- Born: June 18, 1991 (age 34) Spanish Fork, Utah, USA
- Other names: "Rickroddles, Jumpsplash, Dragon, Nighthawk"
- Years active: 2005 - present

= Hefa Leone Tuita =

American dancer (born 1991)

Hefa Tuita (born June 18, 1991) is an American dancer. He danced on the Nickelodeon T.V. show Dance on Sunset and appeared in the film Unaccompanied Minors. He also danced in the movie High School Musical 2 and in Alexis Jordan's "Good Girl" video. In 2011 he appeared in an Old Navy commercial (Super C-U-T-E) with Melissa Molinaro.

==Early life==
Hefa was born in Spanish Fork, Utah, to a Euro-American mother, Karley Tuita, and Tongan father, Hefa Tuita. He has two younger brothers, Soane and Tu'iniua. Tu'iniua made a cameo appearance in High School Musical 3: Senior Year. He also has an older brother, Taylor, from a different mother. Hefa began playing sports and dancing when he was eight years old. Hefa also sings (with his younger brothers). He has danced for acts like Jennifer Lopez, Janet Jackson, Rihanna, Neyo and Usher.
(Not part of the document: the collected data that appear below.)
PR #795, opened 2016-09-14
#769 - feat: Add ability to get non unique and unique ids for an element.

### LINKED ISSUE #769: Add way to get the non-unique name of a unique component
Currently we generate a unique name for a component name conflicts. If something needs to access the original name (non-unique) of the component, there currently is no way to do that.

treshugart:
Resolves #769 

I'm not attached to this implementation. If there are better ideas, I'm all ears. Currently this adds two properties to the contructor:

- `id`
- `uniqueId` - makes the `name` symbol redundant

This allows us to get both the component name and the unique tag name if there was a conflict. This specifically was designed around helping with theming in AtlasKit, but surely has multiple uses outside of that. I think @nadiam84 had one?

I also proposed a way to do this with the native V1 CE API: https://github.com/w3c/webcomponents/issues/566


nadiam84:
What is the purpose of the `id` here other than make the `name` symbol redundant? Why can't you use 'uniqueId' everywhere and just drop the `id` completely?

treshugart:
Consistency. Could use `uniqueName` as a symbol but then that'd be a breaking change because `name` is already the unique one. What would be a good name for the non-unique-name? Maybe `canonicalName`?

nadiam84:
or `originalName`

src/api/define.js
```diff
@@ -91,44 +94,26 @@ function createInitProps(Ctor) {
...
 }
 
 function registerV0Element(name, Ctor) {
-  let res;
-  let uniqueName;
   try {
     prepareForRegistration(name, Ctor);
-    res = document.registerElement(name, Ctor);
+    return document.registerElement(Ctor.uniqueId, Ctor);
   } catch (e) {
```
jpnelson: Is there some way to make sure that the error was due to being non unique?

treshugart: Yeah, you can test the error message Blink gives you. This should be fairly innocuous as Blink isn't changing the old implementation. Should we do this as part of this PR? This is remnant from older changes.

treshugart:
:( Closing because too many conflicts and things changing in this area. Easier to just re-implement based on this PR.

He was one of Chris Brown's back up dancers on the F.A.M.E. Tour and appeared in Brown's "Look At Me Now", "I Can Transform Ya", and "She Ain't You" videos.

==Personal life==
Hefa and his brothers Soane and Tu'nuia also sing and dance together. They are all in a group called the Tuita Brothers and have a music video called "Love Me Always and More" on YouTube. The Tuita brothers were featured on Dancing With the Stars as a part of the "Spotlight Series". They performed to the song "Party Rock Anthem".